▸ Task directions
Match the string "columnOptions" against each line below, and copy every line that matches.

Collected data:
PR #5513, opened 2025-09-02
Add Column Chart

tycup:
Add Column Chart
- Fix border-radius for bullet in v11+

### DIFF
--- a/packages/highcharts-theme/src/examples/dependencies/columnOptions.ts
+++ b/packages/highcharts-theme/src/examples/dependencies/columnOptions.ts
@@ -1,0 +1,38 @@
+import type { Options } from "highcharts";
+
+export const columnOptions: Options = {
+  chart: {
+    type: "column",
+  },
+  title: {
+    text: "Regional revenue by product",
+  },
+  accessibility: {
+    description:
+      "A column chart comparing revenue across regions. Each category shows a single column representing the total value for that region.",
+  },
+  xAxis: {
+    categories: ["NA", "EMEA", "APAC", "LATAM"],
+    title: {
+      text: "Region",
+    },
+  },
+  yAxis: {
+    min: 0,
+    title: {
+      text: "Revenue ($ millions)",
+    },
+  },
+  tooltip: {
+    headerFormat: "<span>{point.key}</span><br/>",
+    pointFormat:
+      '<span>{series.name}: </span><span class="value">${point.y}M</span>',
+  },
+  series: [
+    {
+      name: "Revenue",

▸ Solution
--- a/packages/highcharts-theme/src/examples/dependencies/columnOptions.ts
+++ b/packages/highcharts-theme/src/examples/dependencies/columnOptions.ts
+export const columnOptions: Options = {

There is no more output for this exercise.